### [Work required]
Please copy each line of the data that includes the string "make".

*** Opening of Exercise input ***

PR #3685, opened 2021-06-16
Set default sort and filters for company collection list

tomkingston:
## Description of change

- When you get to the new company collection list page with no filters applied, a default sortby of modified on descending is applied and default status of active (non-archived) is applied.

- You can now sort results by various options

- I have also refactored some of the constants.

- Furthermore, I have fixed some of the sandbox fixtures to ensure that each item rendered by a collection list has a unique id - this stops some warnings about non-unique keys appearing in the console during testing.

**NOTE: I have not yet added tests for this as I want to get these in with the new refactored test format that Paul is currently working on**

## Test instructions

Go to '/companies/react' - when no filters are applied, the list should be automatically filtered by "Active" and sorted by recently updated. 

Applying the sort by filter should sort the results appropriately.

## Checklist

[//]: # "When submitting a PR make sure the code review guidelines have been satisfied.
https://github.com/uktrade/data-hub-frontend/blob/master/docs/Code%20review%20guidelines.md"

- [ ] Has the branch been rebased to master?
- [ ] Automated tests (Any of the following when applicable: Unit, Functional or End-to-End)
- [ ] Manual compatibility testing (Browsers: Chrome, Firefox, IE11, Safari)

PR #3687, opened 2021-06-17
Add sort to the contact collection list

paulgain:
## Description of change
Add sort to the contacts collection list

## Test
`/contacts/react`

## Checklist


src/apps/contacts/client/filters.js
```diff
@@ -33,30 +24,30 @@ export const buildSelectedFilters = (
...
     options: ukRegionOptions,
     value: company_uk_region,
-    categoryLabel: UK_REGION,
+    categoryLabel: 'UK region',
   }),
   selectedStatus: buildOptionsFilter({
     options: statusOptions,
     value: archived,
-    categoryLabel: STATUS,
+    categoryLabel: 'Status',
```
tomkingston, line 51: Although I think we probably could just hardcode the labels - these are actually used these in two places, `ContactsCollection.jsx` and `filters.js` - so, I think it probably is a good idea to put them into a `LABELS` constant to make it easy to chaneg them consistently - I have done that in this PR: https://github.com/uktrade/data-hub-frontend/pull/3685/files

tomkingston (approved):
Looks good - just a comment on the labels

test/functional/cypress/specs/contacts/sort-spec-react.js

*** Close of Exercise input ***

### [Your solution]
[//]: # "When submitting a PR make sure the code review guidelines have been satisfied.
tomkingston, line 51: Although I think we probably could just hardcode the labels - these are actually used these in two places, `ContactsCollection.jsx` and `filters.js` - so, I think it probably is a good idea to put them into a `LABELS` constant to make it easy to chaneg them consistently - I have done that in this PR: https://github.com/uktrade/data-hub-frontend/pull/3685/files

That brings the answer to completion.